Callie blinks, stunned, but it only lasts a second. Then she storms through the space between us and comes right at me. For a split second I worry she’s going to hit me again, but her arms remain firmly crossed over her chest. Her face is so flushed with anger that even the freckles on the bridge of her nose look pink.

“We don’t want your support.
She
doesn’t want it.”

She pushes past me and reaches across the bar to hug Cole. He smiles easily and returns the hug. I watch Rose as she stands a careful distance from me, behind her sister. I glance past her, searching, my heart still hammering.
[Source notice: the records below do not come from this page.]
PR #2276, opened 2022-10-24
small grammar fix in `Settings.temperature` docstring

yardasol:
This PR adds a missing word in the docstring for `Settings.temperature`.

### DIFF
--- a/openmc/settings.py
+++ b/openmc/settings.py
@@ -188,7 +188,7 @@ class Settings:
         Kelvin. The value for 'method' should be 'nearest' or 'interpolation'.
         If the method is 'nearest', 'tolerance' indicates a range of temperature
         within which cross sections may be used. The value for 'range' should be
-        a pair a minimum and maximum temperatures which are used to indicate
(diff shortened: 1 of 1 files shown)


openmc/settings.py
```diff
@@ -188,7 +188,7 @@ class Settings:
         Kelvin. The value for 'method' should be 'nearest' or 'interpolation'.
         If the method is 'nearest', 'tolerance' indicates a range of temperature
         within which cross sections may be used. The value for 'range' should be
-        a pair a minimum and maximum temperatures which are used to indicate
+        a pair of a minimum and maximum temperature which are used to indicate
         that cross sections be loaded at all temperatures within the
```
lewisgross1296, line 192: small nitpick I think this would read best
```The value for 'range' should be
        a pair of minimum and maximum temperatures which are used to indicate ...
```

yardasol: I like this better

paulromano (approved):
Thanks @yardasol!

PR #2284, opened 2022-10-27
Adding __eq__ method and roundtrip test for weight windows

pshriwise:
I ran into an issue reading a `settings.xml` file containing weight windows with multiple energy groups that had to do with determining the correct shape of arrays for the weight window bounds.

This fixes that problem and adds a test for successfully roundtripping weight window objects to and from XML. This includes adding a `WeightWindows.__eq__` method to the class. We can't check for mesh equality at the moment, but all other relevant settings are checked here.

### DIFF
--- a/openmc/weight_windows.py
+++ b/openmc/weight_windows.py
@@ -166,7 +166,7 @@ class WeightWindows(IDManagerMixin):
 
         # TODO: add ability to check mesh equality
 
-        # check a few more attributes directly
+        # check several attributes directly
         attrs = ('particle_type',
                  'survival_ratio',
                  'max_lower_bound_ratio',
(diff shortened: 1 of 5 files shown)


openmc/weight_windows.py
```diff
@@ -341,7 +370,7 @@ def from_xml_element(cls, elem, root):
         particle_type = get_text(elem, 'particle_type')
         survival_ratio = float(get_text(elem, 'survival_ratio'))
 
-        ww_shape = (len(e_bounds) - 1,) + mesh.dimension[::-1]
+        ww_shape = (len(e_bounds) - 1,) + tuple(mesh.dimension[::-1])
```
eepeterson, line 373: should we instead insure `mesh.dimension` always returns a tuple since it is so similar to `shape` for `numpy.ndarray`?

eepeterson (commented):
So far, so good @pshriwise! Just one small question.

openmc/weight_windows.py
pshriwise: Good point. The rest of the `dimension` properties return a tuple. `RegularMesh` should too.

pshriwise:
Looks like I'll need to update some other expected test results here...

eepeterson (approved):
Thanks for the fix @pshriwise!

PR #2288, opened 2022-10-31
Change to get_reshaped_data for consistency with mesh dimensions

eepeterson:
A number of users have been experiencing issues with mesh tallies because the dimension of a mesh can not be used directly to reshape the mesh tally results correctly. This is because when the mesh tally results are written to the statepoint file they are written flat with with the first index varying the fastest and the last the slowest (Fortran style indexing). When reading these results into the Python API for post processing, naively reshaping the results using `mesh.dimension` will give you the incorrect result. Short of refactoring either the Python API or the C++ side to be consistent with the other, one option would be to manipulate the shapes to be more sensible in the `get_reshaped_data` method as done in this PR.

### DIFF
--- a/openmc/arithmetic.py
+++ b/openmc/arithmetic.py
@@ -604,6 +604,10 @@ class AggregateFilter:
     def num_bins(self):
         return len(self.bins) if self.aggregate_filter else 0
 
+    @property
+    def shape(self):
+        return (self.num_bins,)
+
     @type.setter
     def type(self, filter_type):
         if filter_type not in _FILTER_TYPES:
--- a/openmc/filter.py
+++ b/openmc/filter.py
@@ -102,6 +102,8 @@ class Filter(IDManagerMixin, metaclass=FilterMeta):
         Unique identifier for the filter
     num_bins : Integral
         The number of filter bins
+    shape : tuple
+        The shape of the filter
 
     """
 
@@ -204,6 +206,10 @@ class Filter(IDManagerMixin, metaclass=FilterMeta):
     @property
     def num_bins(self):
         return len(self.bins)
+
+    @property
+    def shape(self):
+        return (self.num_bins,)
 
     def check_bins(self, bins):
         """Make sure given bins are valid for this filter.
@@ -838,6 +844,10 @@ class MeshFilter(Filter):
                 self.bins = list(range(len(mesh.volumes)))
         else:
             self.bins = list(mesh.indices)
+
+    @property
+    def shape(self):
+        return self.mesh.dimension
 
     @property
     def translation(self):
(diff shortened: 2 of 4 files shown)


pshriwise:
This looks really nice @eepeterson! As I was messing around with some tally data yesterday, I realized that expanding these dimensions does mess with expectations about the dimensionality of the returned array and makes it harder to determine the dimension for the next filter as it is now dependent on the dimensionality of the mesh from the mesh filter. 

What would you think about adding a default argument here (something like `expand_dims=False` that would indicate whether or not the dimensions will be expanded?

eepeterson:
Sure I can add that. Although I would like the behavior to be the same for expanding and not expanding. I.e change the ordering of the data for mesh filters even if you aren't expanding dimensions so that the user could reshape properly once they get the data back - does that seem reasonable? Although it will probably break post-processing for people.

eepeterson:
The `MeshSurfaceFilter` class is causing the tests to fail. There may be some slight refactoring necessary for the `Filter` API to solve this properly, rather than a series of bandaids...

openmc/arithmetic.py
```diff
@@ -604,6 +604,10 @@ def bins(self):
     def num_bins(self):
         return len(self.bins) if self.aggregate_filter else 0
 
+    @property
+    def shape(self):
+        return (self.num_bins,)
```
shimwell, line 609:
```suggestion
        return (self.num_bins)
```

openmc/filter.py
```diff
@@ -205,6 +207,10 @@ def bins(self, bins):
     def num_bins(self):
         return len(self.bins)
 
+    @property
+    def shape(self):
+        return (self.num_bins,)
```
shimwell, line 212:
```suggestion
        return (self.num_bins)
```
Just wondering if the comma is needed

openmc/arithmetic.py
eepeterson: yes it is because we want `shape` to be a tuple. I think what you have here will just return the integer number of bins

pshriwise:
> Sure I can add that. Although I would like the behavior to be the same for expanding and not expanding. I.e change the ordering of the data for mesh filters even if you aren't expanding dimensions so that the user could reshape properly once they get the data back - does that seem reasonable? Although it will probably break post-processing for people.

The only reason I hesitate to do that is that it would give you the data in a different order than you would get using other methods on the `Tally` class. I think if we were going to enforce special behavior for the ordering of `MeshFilter` data we'd want to do that uniformly for the class.

pshriwise (approved):
This looks good to me @eepeterson. I'll get the tests running again and get this merged tomorrow if there are no other comments.

pshriwise:
Might need you to update this against `develop` actually. Looks like there are some stale jobs in CI and it won't let me merge this without confirmation that those jobs have run.

PR #2298, opened 2022-11-13
added acceptable keys to error message

shimwell:
Just a tiny change to the ```openmc.config``` keyError message. I think that returning the acceptable keys in the message could help users quickly correct their code. For example I keep forgetting if the key is cross_section or cross_sections and now it tells me what it should be


paulromano (approved):
Simple enough -- thanks @shimwell!

PR #2299, opened 2022-11-14
Correction to error message regarding WW shape

pshriwise:
This is a mini-PR with a correction to the message displayed when the wrong number of values is provided to the `WeightWindows` class.

### DIFF
--- a/src/weight_windows.cpp
+++ b/src/weight_windows.cpp
@@ -184,7 +184,7 @@ WeightWindows::WeightWindows(pugi::xml_node node)
       fmt::format("In weight window domain {} the number of spatial "
                   "energy/spatial bins ({}) does not match the number "
                   "of weight bins ({})",
-        id_, num_energy_bins, num_weight_bins);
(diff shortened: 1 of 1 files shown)


src/weight_windows.cpp
```diff
@@ -184,7 +184,7 @@ WeightWindows::WeightWindows(pugi::xml_node node)
       fmt::format("In weight window domain {} the number of spatial "
```
eepeterson, line 184: Should we remove the additional word "spatial" so it just reads "the number of energy/spatial bins" ?

pshriwise: Ohh yeah for sure. I think it could also be more clear which number is which. (The expected number vs. the size of the array passed in).

I'll make those updates shortly. Thanks!

eepeterson (approved):
simple enough, much clearer now (and correct) thanks @pshriwise!

paulromano (approved):
LGTM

“She’s not here,” Rose says flatly. “I mean, she’s
here
in the Bay, but she isn’t here in the bar.”

“Oh.” My heart slows and my chest fills with a new feeling. I thought it would be relief but it is, without a doubt, disappointment. I am disappointed she’s not here. Why the fuck am I disappointed she’s not here?

Rose is still staring at me with her wide, dark eyes. “Do you want to know how she is?”

“He doesn’t get to know that,” Callie snaps, interrupting my conversation with the littlest, most rational Caplan sister. Callie grabs the beer Cole poured her and smiles at him. “We’ll be sitting over there. Come join us when you’re done with the Evil Garrison.”

“Evil? Really?!” I call after her, but she ignores me and keeps walking over to one of the girls she graduated with who’s standing over by the pool tables.

Rose reaches over and hugs Cole, taking the beer he pours her, but she doesn’t run off to follow her sister right away. Instead, her tiny hand raises the beer to her lips and her almost-black eyes bore into me over the foam as she sips it. I drop back down onto my stool.

“How are you?” I offer, knowing full well I could be setting myself up for another tirade.

“I’m good, you know, considering,” she replies quietly.

I nod. “Sorry about your…about Lily.”

“You know we weren’t all that close,” Rose says quietly, licking her full lips that look so much like Jessie’s. “But thank you.”

I nod and give her a small smile. Rose has always been the softhearted one. The fact that she’s not walking away makes me cautiously optimistic.

“So you don’t hate my guts anymore?” I ask tentatively, hopefully.

She swallows another sip and her pretty lips almost turn up in a smile. Almost.

“I never hated you, Jordy. I was hurt,” she confesses in a cheerless voice. “Hurt for her.”

I nod solemnly. “I know. But, Rose, Jessie took off before I could explain. She abandoned me. I didn’t abandon her.”

She raises her dark, narrow eyebrows showing her doubt, but before she can respond Callie screams her name.